INSTRUCTIONS TO FOLLOW
Only the lines running from the one with "I do not want" to the end of the listing should be returned, each exactly as it appears, with both ends kept.

Start of MATERIAL FOR THE TASK

PR #10503, opened 2022-11-28
[Core] Curves on surface LocalSpaceDimension

rubenzorrilla:
**📝 Description**
This fixes the CI problems in #10501. Considering that this might be a delicate change, I preferred to isolated from the rest. As far as I understand, the `LocalSpaceDimension` of the curves on surfaces is one, but of course I might be wrong.


rubenzorrilla:
Just mentioning that after having discussed this briefly with @tteschemacher it might not be as straightforward.

tteschemacher (approved):
I do not want to block this actually. If this is needed for a general advantage I guess we should go for it. It will be a problem later though.

rubenzorrilla:
After having discussed it again with @tteschemacher, we both think that we can go ahead with this.

If we eventually need an extra dimension for the IGA geometries we can add a new method in the base geometry, which will throw an error and a very self-descriptive name (not as `Dimension`), to ONLY override it in the IGA geometries.

PR #10511, opened 2022-11-29
[MPM] Newtonian fluid irreducible

lauramoremar:
**📝 Description**
Newtonian fluid constitutive law for irreducible formulation added.
For the UP element (in general) the possibility of unable the stabilization has been added with a new flag.

**🆕 Changelog**
- New Newtonian fluid constitutive law.
- Unit test associated to this new law.
- Possibility of choose stabilize or not the up formulation.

End of MATERIAL FOR THE TASK

SOLUTION BELOW
I do not want to block this actually. If this is needed for a general advantage I guess we should go for it. It will be a problem later though.

rubenzorrilla:
After having discussed it again with @tteschemacher, we both think that we can go ahead with this.

If we eventually need an extra dimension for the IGA geometries we can add a new method in the base geometry, which will throw an error and a very self-descriptive name (not as `Dimension`), to ONLY override it in the IGA geometries.

PR #10511, opened 2022-11-29
[MPM] Newtonian fluid irreducible

lauramoremar:
**📝 Description**
Newtonian fluid constitutive law for irreducible formulation added.
For the UP element (in general) the possibility of unable the stabilization has been added with a new flag.

**🆕 Changelog**
- New Newtonian fluid constitutive law.
- Unit test associated to this new law.
- Possibility of choose stabilize or not the up formulation.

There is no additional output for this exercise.